Swiss International Commodity AG

Im Einkauf liegt der Gewinn

Swiss International Commodity AG als Rohstoffhandelsunternehmen schließt die Handels- und Transportlücke zwischen Produzenten und Verbrauchern. Dies lässt sich nicht über zentralisierte Börsen, ob elektronisch oder nicht, wie beispielsweise den Ölterminmarkt, realisieren, da physische Rohstoffe sehr stark in Güteklasse, Qualität und Herkunftsort variieren und sich auch die Bedürfnisse ihrer Nutzer stark unterscheiden. Termingeschäfte an Börsen sind ideal zur Preisfindung, aber hinsichtlich der physischen Zuteilung von Erdöl sind sie ungeeignet. Der große Nutzen des Terminhandels liegt einerseits in den Benchmarks, die daraus hervorgehen – wie Brent, WTI und Dubai – und anhand derer der Preis für physisches Erdöl mit einem Auf- oder Abschlag je nach Qualität, Transportmethode und Zielort festgelegt werden kann. Zum anderen liegt der Nutzen in der Möglichkeit für die Käufer, Verkäufer und Händler physischer Erdöllieferungen, sich gegen die Risiken und Forderungen in Verbindung mit OTC-Kontrakten abzusichern.

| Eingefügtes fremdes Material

PR #1652, opened 2021-07-07
fix(VADAudioAnalyser): NPE error evaluating this._vadEmitter.on

paweldomas:
The crash occurs every time the audio track is muted/unmuted, if the emitter fails to initialize ("Failed to start VADAudioAnalyser" warning is printed).

@andrei-gavrilescu I'm not sure if it's the right way to fix this. It feels like something more should be taken out of the event chain in case the vad emitter fails to start.

### DIFF
--- a/modules/detection/VADAudioAnalyser.js
+++ b/modules/detection/VADAudioAnalyser.js
@@ -100,9 +100,11 @@ export default class VADAudioAnalyser extends EventEmitter {
      * @returns {void}
      */
     _startVADEmitter() {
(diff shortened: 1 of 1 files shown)


damencho (approved):

andrei-gavrilescu:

Die Swiss International Commodity AG ist bestrebt die Spanne zwischen dem Preis, den sie für (nicht transformierte) Rohstoffe zahlen, und dem Umsatz, den sie mit dem Verkauf von (transformierten) Rohstoffen erwirtschaften, zu maximieren. Deshalb besitzt die Minimierung der Gesamtkosten für die Rohstoffbeschaffung höchste Priorität. Für uns als Rohstoffhändler bedeutet das, den Einkauf von hauptsächlich Rohöl und Diesel, inklusive der damit verbundenen Logistik über Raffinerien so günstig wie möglich anzukaufen und an unsere Partner in der EU aber auch in Schwellenländern zu verkaufen.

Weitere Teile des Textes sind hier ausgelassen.